Data for this exercise section start

Issue #4582, opened 2024-06-10
Release Testnet 78, via chain upgrade


conorsch:
# Testnet upgrade

Testnet chain id: `penumbra-testnet-deimos-8` (unchanged)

Data for this exercise section end

(Directions): Your response should be an exact copy of all the records.

(The answer):
Issue #4582, opened 2024-06-10
Release Testnet 78, via chain upgrade


conorsch:
# Testnet upgrade

Testnet chain id: `penumbra-testnet-deimos-8` (unchanged)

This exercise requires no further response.